Non-negative principal component analysis (nnPCA)

We performed nnPCA using the gene sets mentioned above. nnPCA provided higher resolutions for large number of samples in the EMT spectrum compared to GSVA according to previous studies (31,59). nnPCA determines the approximately orthogonal axes with non-negative coefficients (loadings) for features (genes). Variances of projections of data points (cell lines) onto these axes are maximized via an optimization method (60).
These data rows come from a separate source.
PR #16121, opened 2026-01-26
Implement search providers

Shadowghost:
Extracts searching into internal and external search providers.

Example plugin for external search: https://github.com/Shadowghost/jellyfin-plugin-meilisearch

**Changes**
* Extract existing search into SqlSearchprovider


JPVenson (approved):

Emby.Server.Implementations/Library/Search/SearchManager.cs
```diff
@@ -0,0 +1,454 @@
...
+            results = await CollectFromProvidersAsync(_internalProviders, query, searchTerm, cancellationToken).ConfigureAwait(false);
+        }
+
+        // External providers don't know about user permissions, so they may return IDs from
+        // hidden libraries or items the user is otherwise blocked from. Filter the candidate
+        // set to only items this user can access (top-parent libraries, parental rating,
+        // blocked/allowed tags, owned-item rules) before returning. The Items controller's
+        // second roundtrip via folder.GetItems applies most of these again, but it does not
+        // restrict by TopParentIds when ItemIds is set, leaving a gap that this closes.
+        if (results.Count > 0 && query.UserId.HasValue && !query.UserId.Value.IsEmpty())
```
JPVenson: if that is primarily needed for external providers only i assume the internal ones should do that by themself, then it should only run for external provided results? that would reduce the impact

Emby.Server.Implementations/Library/Search/SearchManager.cs
```diff
@@ -0,0 +1,454 @@
...
+        // TopParentIds for the user's accessible libraries — we call it before assigning ItemIds
+        // because LibraryManager.AddUserToQuery skips TopParentIds when ItemIds is non-empty.
+        var accessFilter = new InternalItemsQuery(user);
+        _libraryManager.ConfigureUserAccess(accessFilter, user);
+
+        var candidateIds = new Guid[candidates.Count];
+        for (var i = 0; i < candidates.Count; i++)
+        {
+            candidateIds[i] = candidates[i].ItemId;
+        }
```
JPVenson:
```suggestion
        Guid[] candidateIds = [.. candidates.Select(e => e.Itemid)];
```

Emby.Server.Implementations/Library/Search/SearchManager.cs
```diff
@@ -0,0 +1,454 @@
...
+
+        var dbContext = await _dbProvider.CreateDbContextAsync(cancellationToken).ConfigureAwait(false);
+        await using (dbContext.ConfigureAwait(false))
+        {
+            var baseQuery = dbContext.BaseItems
+                .AsNoTracking()
+                .Where(e => candidateIds.Contains(e.Id));
```
JPVenson:
```suggestion
                .WhereOneInMany(candidateIds, e => e.Id);
```

JPVenson: We might wanna also consider either limiting the result for external providers or doing this in batches to avoid creating queries that are too big to parse. I would say we should rather limit the external providers results first.

Emby.Server.Implementations/Library/Search/SearchManager.cs
```diff
@@ -0,0 +1,454 @@
...
+
+            baseQuery = _queryHelpers.ApplyAccessFiltering(dbContext, baseQuery, accessFilter);
+
+            var allowedIds = await baseQuery
```
JPVenson, line 156: Instead of materializing the list here, i would rather use the Count() extension to get the elements and then use it as an inline query down below

Emby.Server.Implementations/Library/Search/SearchManager.cs
```diff
@@ -0,0 +1,454 @@
...
+
+        if (query.StartIndex.HasValue)
+        {
+            orderedResults = orderedResults.Skip(query.StartIndex.Value).ToList();
+        }
+
+        if (query.Limit.HasValue)
+        {
+            orderedResults = orderedResults.Take(query.Limit.Value).ToList();
+        }
```
JPVenson, line 258: Shouldnt the pagination rather be handled via the internalQuery?

Emby.Server.Implementations/Library/Search/SearchManager.cs
```diff
@@ -0,0 +1,454 @@
...
+        var requestedLimit = providerQuery.Limit ?? 100;
+
+        foreach (var provider in providers.Where(p => p.CanSearch(providerQuery)))
+        {
+            if (bestScores.Count >= requestedLimit || cancellationToken.IsCancellationRequested)
+            {
+                break;
+            }
+
+            await CollectFromProviderAsync(provider, providerQuery, searchTerm, bestScores, requestedLimit, cancellationToken).ConfigureAwait(false);
```
JPVenson: i am still not sure if we not should rather run this in parallel instead. Its not so bad if we overproduce items but this could quickly go n(O) instead we could have Sigma time.

Emby.Server.Implementations/Library/Search/SqlSearchProvider.cs
```diff
@@ -0,0 +1,200 @@
...
+            });
+
+            var top = await scored
+                .OrderByDescending(x => x.Score)
+                .ThenBy(x => x.Id)
+                .Take(limit)
+                .ToListAsync(cancellationToken)
+                .ConfigureAwait(false);
+
+            var results = new List<SearchResult>(top.Count);
```
JPVenson: i mean if you go so far to create this list with a fixed capacity, just use an array

Or just bake it into the linq as a clientside part

Emby.Server.Implementations/Library/Search/SqlSearchProvider.cs
```diff
@@ -0,0 +1,200 @@
...
+            foreach (var row in top)
+            {
+                results.Add(new SearchResult(row.Id, row.Score));
+            }
+
+            return results;
```
JPVenson:
```suggestion
            return await scored
                .OrderByDescending(x => x.Score)
                .ThenBy(x => x.Id)
                .Take(limit)
                .AsEnumerableAsync(cancellationToken)
                .Select(e => new Searchresult(e.Id, e.Score)
                .ToArrayAsync()
                .ConfigureAwait(false);
```

src/Jellyfin.Database/Jellyfin.Database.Implementations/JellyfinQueryHelperExtensions.cs
```diff
@@ -138,13 +224,13 @@ public static Expression<Func<TEntity, bool>> OneOrManyExpressionBuilder<TEntity
...
         var containsMethodInfo = _containsQueryCache.GetOrAdd(typeof(TProperty), static (key) => _containsMethodGenericCache.MakeGenericMethod(key));
 
-        if (oneOf.Count < 4) // arbitrary value choosen.
-        {
-            // if we have 3 or fewer values to check against its faster to do a IN(const,const,const) lookup
-            return Expression.Lambda<Func<TEntity, bool>>(Expression.Call(null, containsMethodInfo, Expression.Constant(oneOf), property.Body), parameter);
-        }
-
-        return Expression.Lambda<Func<TEntity, bool>>(Expression.Call(null, containsMethodInfo, Expression.Call(null, _efParameterInstruction.MakeGenericMethod(oneOf.GetType()), Expression.Constant(oneOf)), property.Body), parameter);
+        return Expression.Lambda<Func<TEntity, bool>>(
```
JPVenson: why this change?

Emby.Server.Implementations/Library/Search/SearchManager.cs
```diff
@@ -0,0 +1,454 @@
...
+
+    private static async Task<int> CollectFromExternalProviderAsync(
+        IExternalSearchProvider provider,
+        SearchProviderQuery providerQuery,
+        Dictionary<Guid, float> bestScores,
+        int requestedLimit,
+        CancellationToken cancellationToken)
+    {
+        var count = 0;
+        await foreach (var result in provider.SearchAsync(providerQuery, cancellationToken).ConfigureAwait(false))
```
JPVenson, line 330: nit: we _could_ also check here if we already gathered enough results according to the limiter in the calling methods to save time.

JPVenson (changes requested):

Emby.Server.Implementations/Library/Search/SearchManager.cs
Shadowghost: Web fetches 800 items, I had no issues so far with that. And the problem with paging through remote results is that this paging up to the requested size is quite slow because we need to run full item resolution for every page.

JPVenson: can you elaborate?

Shadowghost: If web requests 800 entries and we paginate on the provider side, we need to do the item fetching and post-filtering based on permissions for every batch until we either don't get any results form the provider or reach 800 entries. This means we run the expensive evaluation and DTO building for potentially hundreds of batches, increasing the response time

Emby.Server.Implementations/Library/Search/SearchManager.cs
Shadowghost: we can't because we do the ranking in memory afterwards

Emby.Server.Implementations/Library/Search/SearchManager.cs
Shadowghost: Fair point.

Emby.Server.Implementations/Library/Search/SqlSearchProvider.cs
Shadowghost: `AsEnumerableAsync` does not exist for this input

JPVenson: `AsAsyncEnumerable` https://learn.microsoft.com/en-us/dotnet/api/microsoft.entityframeworkcore.entityframeworkqueryableextensions.asasyncenumerable?view=efcore-10.0

Emby.Server.Implementations/Library/Search/SearchManager.cs
```diff
@@ -0,0 +1,443 @@
...
+    public async Task<IReadOnlyList<SearchResult>> GetSearchResultsAsync(
+        SearchProviderQuery query,
+        CancellationToken cancellationToken = default)
+    {
+        ArgumentNullException.ThrowIfNull(query);
+        ArgumentException.ThrowIfNullOrWhiteSpace(query.SearchTerm);
+
+        var searchTerm = query.SearchTerm.Trim().RemoveDiacritics();
+
+        var results = await CollectFromProvidersAsync(_externalProviders, query, searchTerm, cancellationToken).ConfigureAwait(false);
```
gallyamb: **question (blocking):** why do we allow _multiple_ search providers to be used at the same time? Don't we should configure exactly one search provider to be used? As a Jellyfin instance admin, I can't imagine a case where I can benefit from using multiple search providers simultaneously

But I see the drawbacks:
- the scores of the search providers are out of my (as an admin) control, so I cannot rely on ranking the search results from multiple providers => I'll configure exactly one preferred provider (but intention here will be implicit, instead of explicit configuration)
- some providers _may_ abuse this behavior to rank their search results above other providers (and not only from the start, but after a while with the next plugin update, which is more likely to be unnoticed)
- it's hard to implement search results' merging with user-based restrictions. If there is only one active search provider, then this became just a simple pagination until the whole search results' page is completed

JPVenson: If you just want one provider, install one.
If you want multiple providers, for example one that Searches the internal DB and one that searches Seer you can do that too.

Plugins may never be fully trusted, modifying the rank of search should be your least concerns.

gallyamb: > If you just want one provider, install one.

The internal DB search provider is always installed. There is no way currently in this PR to disable it, unless installing at least one external search provider

> If you want multiple providers

What is the case, where I may want multiple search providers? The described "internal + Serr" case does not related to the search, AFAIU: this PR is about searching the items that _already_ present in the Jellyfin, isn't it?

And even if current implementation allows to configure "internal + Seer" search to be configured, imo, this specific case should be handled in the other way: the Seer integration should either be native, or via specific SPI related to the discovering new media to enable new media requests specific actions

> modifying the rank of search should be your least concerns

Well, it's already not the only point 🙂 The main one is that there is no any way to make different plugins' results to be comparable between each other

JPVenson (approved):
Still strongly advice to parallelize providers

enter-a-random-username:
Could you resolve the conflict? Would love to test meilsearch as one of possible providers.

jhparker88:
I have a general question, now that you introduce a new search interface here I was wondering whether you allow for a plugin (`IExternalSearchProvider`, `SearchResult`) the provide more information other than the item ID and score.

For example, filtering via facets [1] would elevate the user search experience and given that meilisearch (and others like manticoresearch do as well) excel at providing **facet buckets** [2,3,4] for a search query (you don't want to retrieve facets via SQL from a DB) that the web interface could access via the API as filtering input.

My question is not about a specific implementation at this point but whether the interface design would allow for such additional information to be brought "back" in order for the API to provide those information in future?

[1] https://moma.meilisearch.com/
[2] https://www.meilisearch.com/docs/capabilities/filtering_sorting_faceting/how_to/filter_with_facets#search-with-facets
[3] https://manual.manticoresearch.com/Searching/Faceted_search#Faceted-search
[4] https://typesense.org/docs/30.2/api/search.html#facet-results

Shadowghost:
@jhparker88 in theory yes, the main issue for external providers is that they do not (and can't really) apply any access filtering, so I don't think facets, etc would provide that much value.

Emby.Server.Implementations/Library/Search/SearchManager.cs
gallyamb: Guys, lets go back to this thread, please. I believe it's a huge mistake to allow to configure multiple search providers. If after a while the community finds out that this is really needed, then adding this feature won't be difficult. But it'll be a challenge to restrict to only one search provider, if we allow this from the beginning

JPVenson (approved):

nyanmisaka (approved):

Emby.Server.Implementations/Library/Search/SearchManager.cs
```diff
@@ -0,0 +1,458 @@
...
+
+        var providerQuery = BuildProviderQuery(query);
+        var candidates = await GetSearchResultsAsync(providerQuery, cancellationToken).ConfigureAwait(false);
+        if (candidates.Count == 0)
+        {
+            return new QueryResult<SearchHintInfo>();
+        }
+
+        var candidateScores = BuildScoreLookup(candidates);
+        var user = !query.UserId.IsEmpty() ? _userManager.GetUserById(query.UserId) : null;
```
Bond-009:
```suggestion
        var user = query.UserId.IsEmpty() ? null : _userManager.GetUserById(query.UserId);
```

Jellyfin.Api/Controllers/ItemsController.cs
```diff
@@ -353,8 +386,8 @@ public async Task<ActionResult<QueryResult<BaseItemDto>>> GetItems(
                 Recursive = recursive ?? false,
                 OrderBy = RequestHelpers.GetOrderBy(sortBy, sortOrder),
                 IsFavorite = isFavorite,
-                Limit = limit,
-                StartIndex = startIndex,
+                Limit = searchResultScores is not null ? null : limit,
+                StartIndex = searchResultScores is not null ? null : startIndex,
```
Bond-009:
```suggestion
                Limit = searchResultScores is null ? limit : null,
                StartIndex = searchResultScores is null ? startIndex : null,
```

Bond-009 (approved):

Correction for comparing organ permissive changes across different organs

It is possible that while comparing the host organ permissive changes across different secondary organs, the compartment switch ratio of different secondary localized cancers might include inherent bias to the comparison. To eliminate the bias, for the secondary organ systems, we first calculate the probability of a genomic region to be in a specific compartment in localized cancer given that the region belongs to the same compartment in normal cell (SFig. 3b and SFig. 4d). For the A compartment, p(TA|NA) represents the probability of a region in A compartment in localized cancer cell given that region also belongs to A compartment in normal cell. Similarly, p(TB|NB) for the B compartment. If we have more than one cell line representing the secondary site localized cancer, the minimum probability across all the cells is considered. Once we have those, the probabilities are subtracted from one and the resultant values are multiplied with corresponding secondary organ specific percentages. For example, (1-p(TA|NA)) is multiplied to the percentage of BA_AA and (1-p(TB|NB)) to the AB_BB.

Data availability

Datasets used for this project were obtained from NCBI GEO, EMBL ENA, 4DN Data Portal and ENCODE repositories and their accession IDs are given in Supplementary Tables 1 and 2.

Acknowledgements

The authors would like to thank all the members of McCord lab for their fruitful suggestions in developing the research project. This work was supported by the National Institutes of Health NIGMS grant R35GM133557 to R.P.M and American Cancer Society postdoctoral fellowship 134060-PF-19-183-01-CSM to R.S.M. T.H. is supported by the National Institutes of Health NIGMS grant R35GM149531.

Additional information

Disclosure statement

The authors declare no competing interests exist.

Author contributions

P.D. conceived the study in collaboration with R.P.M and R.S.M., performed data analyses, and prepared figures. R.S.M. performed the grouping and ordering of cancer cell lines into biological subtypes and interpreted the biological enrichment analysis. T.H. performed EMT gene signature analyses. R.P.M. supervised and guided the work. P.D. and R.P.M. wrote the manuscript with input from all authors.